Start of Data for review

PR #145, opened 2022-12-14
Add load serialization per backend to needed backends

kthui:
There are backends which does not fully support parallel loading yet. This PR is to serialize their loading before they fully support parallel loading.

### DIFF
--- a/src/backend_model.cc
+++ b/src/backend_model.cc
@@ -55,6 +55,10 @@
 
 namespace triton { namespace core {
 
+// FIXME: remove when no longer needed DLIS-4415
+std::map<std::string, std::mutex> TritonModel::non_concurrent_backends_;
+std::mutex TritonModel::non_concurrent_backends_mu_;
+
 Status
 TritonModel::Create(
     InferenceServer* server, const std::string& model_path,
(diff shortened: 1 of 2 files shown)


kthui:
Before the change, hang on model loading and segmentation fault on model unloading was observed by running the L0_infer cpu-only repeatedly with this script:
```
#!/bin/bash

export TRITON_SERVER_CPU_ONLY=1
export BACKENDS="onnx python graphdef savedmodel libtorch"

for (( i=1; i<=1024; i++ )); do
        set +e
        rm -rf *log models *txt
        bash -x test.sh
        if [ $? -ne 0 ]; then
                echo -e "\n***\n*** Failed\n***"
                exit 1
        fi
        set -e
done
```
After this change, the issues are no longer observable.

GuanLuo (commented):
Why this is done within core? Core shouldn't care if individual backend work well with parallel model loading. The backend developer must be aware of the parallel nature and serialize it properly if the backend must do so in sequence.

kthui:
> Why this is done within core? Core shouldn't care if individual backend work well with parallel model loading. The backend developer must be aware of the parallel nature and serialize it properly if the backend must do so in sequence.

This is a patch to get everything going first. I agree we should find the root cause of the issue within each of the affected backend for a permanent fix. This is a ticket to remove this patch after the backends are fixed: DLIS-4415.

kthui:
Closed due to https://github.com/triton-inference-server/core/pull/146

End of Data for review
Start of Data for review

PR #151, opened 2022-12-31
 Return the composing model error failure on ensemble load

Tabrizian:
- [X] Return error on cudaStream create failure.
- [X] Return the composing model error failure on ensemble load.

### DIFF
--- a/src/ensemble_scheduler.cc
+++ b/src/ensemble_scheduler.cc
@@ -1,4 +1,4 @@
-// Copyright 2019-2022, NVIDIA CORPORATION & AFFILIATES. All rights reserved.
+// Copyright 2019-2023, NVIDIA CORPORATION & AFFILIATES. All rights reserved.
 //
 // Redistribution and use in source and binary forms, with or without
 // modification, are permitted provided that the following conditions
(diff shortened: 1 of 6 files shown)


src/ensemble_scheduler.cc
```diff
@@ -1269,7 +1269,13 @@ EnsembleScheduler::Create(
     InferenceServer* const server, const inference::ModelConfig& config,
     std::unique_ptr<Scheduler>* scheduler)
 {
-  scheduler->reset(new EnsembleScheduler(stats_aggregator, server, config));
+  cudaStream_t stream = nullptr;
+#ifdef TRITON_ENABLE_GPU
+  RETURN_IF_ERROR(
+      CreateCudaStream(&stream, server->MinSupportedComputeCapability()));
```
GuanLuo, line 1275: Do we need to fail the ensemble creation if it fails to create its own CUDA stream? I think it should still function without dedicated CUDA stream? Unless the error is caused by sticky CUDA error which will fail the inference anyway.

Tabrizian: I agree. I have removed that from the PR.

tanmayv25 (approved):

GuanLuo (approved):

End of Data for review

▶ Task statement
In the records above, find every line that contains the word "Tabrizian" and copy it.

▶ Your response
Tabrizian:
Tabrizian: I agree. I have removed that from the PR.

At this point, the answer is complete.